Another Donald Trump move blocked, his administration warned that their ‘disrespect’ could trigger contempt trial

U.S. District Judge Royce Lamberth has stopped the Trump administration from going ahead with mass layoffs at Voice of America. The ruling blocks plans to cut 532 full-time government jobs at the U.S. Agency for Global Media. Kari Lake, the acting CEO of USAGM, had said in late August that these job cuts would happen on September 30, 2025.

In his 19-page decision issued Monday, Judge Lamberth gave sharp criticism of Lake and how the Trump administration has handled the agency. He found that the planned cuts would cement VOA’s failure to meet its legal requirements to provide reliable news coverage to people around the world. The judge pointed to several violations of the law, including the shutdown of required language services even though Congress had given clear orders to keep them running.

According to Fox News, Judge Lamberth wrote that the administration’s behavior would support civil contempt proceedings.
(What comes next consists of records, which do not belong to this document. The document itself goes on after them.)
PR #3394, opened 2025-01-14
Bug Fix: Script Resolution fix

### LINKED ISSUE #3336: Script resolution depends on order of element in config file
The resolution of `ScriptRef` elements depends on the order of elements in the configuration file: the `Scripts` element must appear **before** any `ScriptRef` element.

Suvrat1629:
#3336
Refactored the ScriptFilter class to enhance script resolution and error handling. This update ensures that ScriptRef scripts are resolved properly using the ScriptManager. Improved logging for scenarios where scripts fail to execute or resolve.

## Checklist

* `.Base your changes on `2.x` branch if you are targeting Log4j 2; use `main` otherwise


log4j-core/src/main/java/org/apache/logging/log4j/core/filter/ScriptFilter.java
```diff
@@ -57,58 +57,67 @@ private ScriptFilter(
...
+                // Optionally: mark the filter as unusable or handle failure gracefully
+                return;
+            }
+            this.script = resolvedScript; // Update to resolved script
+        } else {
+            if (!configuration.getScriptManager().addScript(script)) {
+                LOGGER.error("Failed to add script {} to the ScriptManager.", script.getName());
+            }
+        }
+    }
```
ppkarwasz, line 76: You can not use the same code as in the `createFilter` factory method: if the `script` variable is `null` it will create problems further down in the call hierarchy.

ppkarwasz (changes requested):
@Suvrat1629,

Thank you for the PR.

Unfortunately it does not solve #3336, since we have a lot of elements that use scripting (`ScriptFilter` was just an example):

- [`ScriptPatternSelector`](https://logging.apache.org/log4j/2.x/javadoc/log4j-core/org/apache/logging/log4j/core/layout/ScriptPatternSelector.html)
- [`Routes`](https://logging.apache.org/log4j/2.x/javadoc/log4j-core/org/apache/logging/log4j/core/appender/routing/Routes.html)
- `ScriptFilter`
- [`ScriptAppenderSelector`](https://logging.apache.org/log4j/2.x/javadoc/log4j-core/org/apache/logging/log4j/core/appender/ScriptAppenderSelector.html)
- [`ScriptCondition`](https://logging.apache.org/log4j/2.x/javadoc/log4j-core/org/apache/logging/log4j/core/appender/rolling/action/ScriptCondition.html)
- [`ScriptArbiter`](https://logging.apache.org/log4j/2.x/javadoc/log4j-core/org/apache/logging/log4j/core/config/arbiters/ScriptArbiter.html)
- [`RoutingAppender`](https://logging.apache.org/log4j/2.x/javadoc/log4j-core/org/apache/logging/log4j/core/appender/routing/RoutingAppender.html)

To fix the resolution of scripts in all of these, I think we should take a different approach: we could alter the order in which the children of a `<Configuration>` element are processed. Right now we process them in order of appearance, with a single exception: the `<Properties>` element must be processed first to allow the values of the remaining elements to be properly interpolated:

https://github.com/apache/logging-log4j2/blob/6e3f2e23437d2876f5db2b72bd82b8a34a61b285/log4j-core/src/main/java/org/apache/logging/log4j/core/config/AbstractConfiguration.java#L668-L688

We should probably process the `<Scripts>` element just after `<Properties>`.

Note: the `ScriptArbiter` should probably be processed differently. [Arbiters](https://logging.apache.org/log4j/2.x/manual/configuration.html#arbiters) are special plugins that modify the structure of the configuration file **before** it is processed. Therefore the `ScriptArbiter` should probably just signal an `ERROR` (or throw), if it contains a `ScriptRef`. At the stage, when the arbiter is used, the `Scripts` element is not yet processed.

log4j-core-test/src/test/resources/log4j-script-filters.xml
```diff
@@ -18,7 +18,13 @@
...
   <Appenders>
     <List name="List">
-      <PatternLayout pattern="[%-5level] %c{1.} %msg%n"/>
+      <PatternLayout pattern="[%-5level] %c{1.} %msg%n"/>[suvrat@suvrat logging-log4j2]$ git push
+Username for 'https://github.com': suvrat1629
+Password for 'https://suvrat1629@github.com':
+remote: Support for password authentication was removed on August 13, 2021.
+remote: Please see https://docs.github.com/get-started/getting-started-with-git/about-remote-repositories#cloning-with-https-urls for information on currently recommended modes of authentication.
+fatal: Authentication failed for 'https://github.com/Suvrat1629/logging-log4j2.git/'
+
```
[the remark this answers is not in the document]
Suvrat1629: Well i just shifted to arch and was trying to push to code from intellij and this log ended up here after i pushed the code and i realised it just after :D

log4j-core/src/main/java/org/apache/logging/log4j/core/filter/ScriptFilter.java
Suvrat1629: so should i just revert back the changes i made to the ScriptFilter.java file and and make changes to the processRootNode method in the AbstractConfiguration and update the logic?
The logic would be:
1.Process <Properties> first, as it currently does.
2.Process script-related components (ScriptPatternSelector, Routes, ScriptFilter, etc.) after <Properties> to ensure their dependencies are resolved.
3.Process all remaining components afterward.

is this how i should keep my approach?

Also thanks for your patience and guidance :)

ppkarwasz:
> so should i just revert back the changes i made to the ScriptFilter.java file and and make changes to the processRootNode method in the AbstractConfiguration and update the logic?

The `AbstractConfiguration.doConfigure()` method seems to be a better choice.

> The logic would be:
> 1. Process first, as it currently does.
> 2. Process script-related components (ScriptPatternSelector, Routes, ScriptFilter, etc.) after to ensure their dependencies are resolved.
> 3. Process all remaining components afterward.

It is hard to identify the script-related components. It is easier to make sure that the [`Scripts`](https://logging.apache.org/log4j/2.x/javadoc/log4j-core/org/apache/logging/log4j/core/config/ScriptsPlugin.html) container is processed at the beginning, so that the scripts are already registered, when `ScriptFilter` and company are instantiated. This means:

1. Process the nodes of type `Arbiter` to modify the configuration tree. This is what `doConfigure()` already does. 
2. Process the "Properties" plugin first, as the current code does. If the "Properties" plugin is not present, the current code uses something else to initialize the interpolator.
3. Process the "Scripts" plugin next, to register all the scripts.
4. Process the remaining components (skipping "Properties" and "Scripts").

> is this how i should keep my approach?

It is one of the possible approaches, probably the easiest to implement.

Suvrat1629:
i have made the necessary fix to the code please review the code.

log4j-core/src/main/java/org/apache/logging/log4j/core/appender/HttpAppenderBuilderTest.java
```diff
@@ -0,0 +1,128 @@
...
+import org.junit.jupiter.api.condition.DisabledOnOs;
+import org.junit.jupiter.api.condition.OS;
+import org.junit.jupiter.api.extension.RegisterExtension;
+
+import java.net.URL;
+
+import static org.junit.jupiter.api.Assertions.*;
+
+@StatusLoggerLevel(Level.ERROR) // Ensure the logger captures ERROR level messages
+class HttpAppenderBuilderTest {
```
ppkarwasz, line 48: You added another copy of the test to the `log4j-core/src/main`. Please remove it.

log4j-core-test/src/test/java/org/apache/logging/log4j/core/appender/HttpAppenderBuilderTest.java
```diff
@@ -0,0 +1,128 @@
...
+                .setLayout(new JsonLayout.Builder().build())
+                .build();
+
+        // Assert that the appender is null
+        assertNull(appender, "Appender should be null when URL is missing");
+
+        // Verify that an ERROR log message was recorded
+        assertTrue(
+                listener.findStatusData(Level.ERROR)
+                        .stream()
```
ppkarwasz, line 87: This does not compile: `findStatusData` already returns a `Stream`!

log4j-core-test/src/test/java/org/apache/logging/log4j/core/appender/HttpAppenderBuilderTest.java
```diff
@@ -0,0 +1,128 @@
...
+                .setLayout(new JsonLayout.Builder().build())
+                .build();
+
+        // Assert that the appender is null
+        assertNull(appender, "Appender should be null when name is missing");
+
+        // Verify that an ERROR log message was recorded
+        assertTrue(
+                listener.findStatusData(Level.ERROR)
+                        .stream()
```
ppkarwasz, line 109: Same here

log4j-core-test/src/test/java/org/apache/logging/log4j/core/appender/HttpAppenderBuilderTest.java
```diff
@@ -0,0 +1,128 @@
...
+                .setUrl(new URL("https://localhost"))
+                .build();
+
+        // Assert that the appender is null
+        assertNull(appender, "Appender should be null when layout is missing");
+
+        // Verify that an ERROR log message was recorded
+        assertTrue(
+                listener.findStatusData(Level.ERROR)
+                        .stream()
```
ppkarwasz, line 65: Same here.

log4j-core/src/main/java/org/apache/logging/log4j/core/config/AbstractConfiguration.java
```diff
@@ -687,28 +687,37 @@ protected void doConfigure() {
             configurationStrSubstitutor.setVariableResolver(interpolator);
         }
 
+        Node scriptsNode = null;
+        for (final Node node : rootNode.getChildren()) {
+            if ("Scripts".equalsIgnoreCase(node.getName())) {
+                scriptsNode = node;
+                createConfiguration(scriptsNode, null);
+                if (scriptsNode.getObject() != null) {
+                    for (final AbstractScript script : scriptsNode.getObject(AbstractScript[].class)) {
```
ppkarwasz, line 696: The `scriptsNode` variable is not really useful here. Otherwise it looks good to me.

log4j-core/src/main/java/org/apache/logging/log4j/core/filter/ScriptFilter.java
```diff
@@ -145,16 +154,6 @@ public static ScriptFilter createFilter(
...
-        if (script instanceof ScriptRef) {
-            if (configuration.getScriptManager().getScript(script.getName()) == null) {
-                logger.error("No script with name {} has been declared.", script.getName());
-                return null;
-            }
-        } else {
-            if (!configuration.getScriptManager().addScript(script)) {
-                return null;
-            }
-        }
```
ppkarwasz, line 157: Now you can restore this code and remove the one in `start()`.

ppkarwasz (changes requested):
@Suvrat1629,

Please review the files you are committing before you commit them. A lot of garbage/temporary files made their way into your PR.

Also make sure to push the **minimal** amount of changes, e.g. configure you IDE **not** to reformat comments or the lines you didn't modify.

In this project we use the Palantir Java Formatter, which is [available as IntelliJ IDEA plugin](https://plugins.jetbrains.com/plugin/13180-palantir-java-format), but you can also run it using:

```bash
./mvnw spotless:apply
```

Regarding Java imports, we **don't** use wildcard (`*`) imports and we follow the order:

```
all `import static` statements
<empty line>
all `import` statements
```

The changes to `AbstractConfiguration` look almost OK, but the unit test does not currently compile.

log4j-core-test/${test:logging.path}/AsyncLoggerTest.log
```diff
@@ -0,0 +1,75 @@
+INFO c.f.Bar mapvalue [stackvalue] {KEY=mapvalue, configProp=configValue, configProp2=configValue2} Async logger msg
```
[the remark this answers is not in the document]
Suvrat1629: Apologies for this, I think my intellij ide is misbehaving a bit i will look into this.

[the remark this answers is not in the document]
ppkarwasz: When you make a commit in IntelliJ, you have an explicit list of files that you can add or remove to the commit.

See [Jetbrains documentation](https://www.jetbrains.com/help/idea/commit-and-push-changes.html#commit).

log4j-core/src/main/java/org/apache/logging/log4j/core/appender/HttpAppenderBuilderTest.java
Suvrat1629: Oh this was for the Http issue i was working on i accidentally committed that code in this pr, I will just delete the file and that would solve most of the issues.

Suvrat1629:
I have tried to fix the changes you have asked me and keep the pr as clean as possible however for the test cases I am not so sure because I lack knowledge about testing but if there are anymore further changes please let me know.

Thank you.

ppkarwasz:
> I have tried to fix the changes you have asked me and keep the pr as clean as possible however for the test cases I am not so sure because I lack knowledge about testing but if there are anymore further changes please let me know.

For testing we have a JUnit 5 extension to create a new logger context (and configuration) for each test case. See for example:

https://github.com/apache/logging-log4j2/blob/fce6ce9bd4a8ecb7a70229e0d6182e296b9b86b7/log4j-core-test/src/test/java/org/apache/logging/log4j/core/appender/ScriptAppenderSelectorTest.java#L42-L60

On line 43 we use the `@LoggerContextSource` annotation to point to a configuration file on the classpath. To test that your PR solves #3336, you just need to create a configuration file that uses `ScriptRef` elements everywhere possible, but the `Scripts` configuration element is at the end.

On line 44 our extension automatically injects an instance of `Configuration` to your test case. You can then check the structure of the configuration to see if the script-related elements are there, e.g.:

```java
assertThat(configuration.getFilter()).isNotNull().isInstanceOf(ScriptFilter.class);
```

log4j-core-test/src/test/java/org/apache/logging/log4j/core/config/AbstractConfigurationTest.java
```diff
@@ -79,17 +79,30 @@ public void setup() {
...
+            // Add a Scripts Node if required (Example for flexibility in testing)
+            final Node scripts = newNode(rootNode, "Scripts");
+            rootNode.getChildren().add(scripts);
+
+            // Add sample script node for testing purposes
+            final Node script = newNode(scripts, "Script");
+            script.getAttributes().put("name", "TestScript");
+            script.getAttributes().put("language", "JavaScript");
+            script.getAttributes().put("scriptText", "print('Hello, Log4j!');");
+            scripts.getChildren().add(script);
```
ppkarwasz, line 105: I created `AbstractConfigurationTest` mostly as a proof of concept that I don't need an XML configuration file.

Sure, writing a unit test this way will guarantee that your fix will work for all configuration file formats, but if you write a test based on an XML file it should be proof enough that the patch works. :wink:

Suvrat1629: Well I followed what you said and made a log4j-script-ref-test.xml file and wrote a ScriptConfigurationTest.java file, used a bit of ai for help and this is the best i could come up with based on my understanding.

Suvrat1629: I also just restored the AbstractConfigurationTest.java file.

Suvrat1629:
@ppkarwasz 
Well I just checked that the test cases arent compiling but could you verify if the log4j-script-ref-test.xml file is right?

Suvrat1629:
I am closing this pr, will open a new one when i am done with the issue.

ppkarwasz:
@Suvrat1629,

I would prefer if you keep this PR open. Due to FOSDEM, I didn't have time to look at this PR, but it is going in the right direction.

Suvrat1629:
Could you verify the log4j-script-ref-test.xml?
Also I did try writing the test cases my self and I was getting the ScriptManager == null error everytime. How do i handle this?

ppkarwasz:
> Could you verify the log4j-script-ref-test.xml?

The `log4j-script-ref-test.xml` does not contain any Log4j plugin that uses scripts (see [the list in my comment above](https://github.com/apache/logging-log4j2/pull/3394#pullrequestreview-2555043675), so we can not test if `ScriptRef`s are resolved correctly.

He said their “disrespect” for court orders and failure to give required information about future layoffs had wasted judicial time and resources. However, he noted he would not start contempt proceedings on his own because the plaintiffs had not asked for it. The judge warned that his decision not to pursue contempt “should not be mistaken for lenience toward the defendants’ egregious erstwhile conduct.”

Lake admits VOA programming has major gaps

The ruling pointed out specific failures in how VOA has been run under Lake’s leadership. During sworn testimony, Lake admitted that VOA’s radio presence had shrunk a lot to just a single 30-minute daily program in Dari and Pashto languages. She also admitted she had not given much thought to whether Africa qualifies as a significant region under the law and said VOA produces no programming for South America.

Judge Lamberth accused Lake and her team of “thumbing their noses at Congress’s commands” and showing “brazen disinterest” in their legal duties. He rejected the government’s attempt to separate VOA staff from other USAGM employees in the reduction plans. The judge also criticized the administration for misleading the court by saying the layoffs were uncertain while evidence showed they were already happening.

Congress had given $875 million to USAGM for fiscal year 2025, with $260 million that must be spent by VOA. The Trump administration’s March executive order had called for cutting the agency down to the minimum presence required by law, which led to VOA stopping broadcasts for the first time in its 83-year history.

The judge’s order keeps VOA’s workforce in place through October 14. By that date, Lake must file a plan showing how the agency will bring back the legally required programming. Judge Lamberth, who was picked by President Ronald Reagan in 1987, has ruled against several of Lake’s actions at the agency before. The ongoing legal fights show bigger challenges the Trump administration faces with staffing and personnel decisions across federal agencies.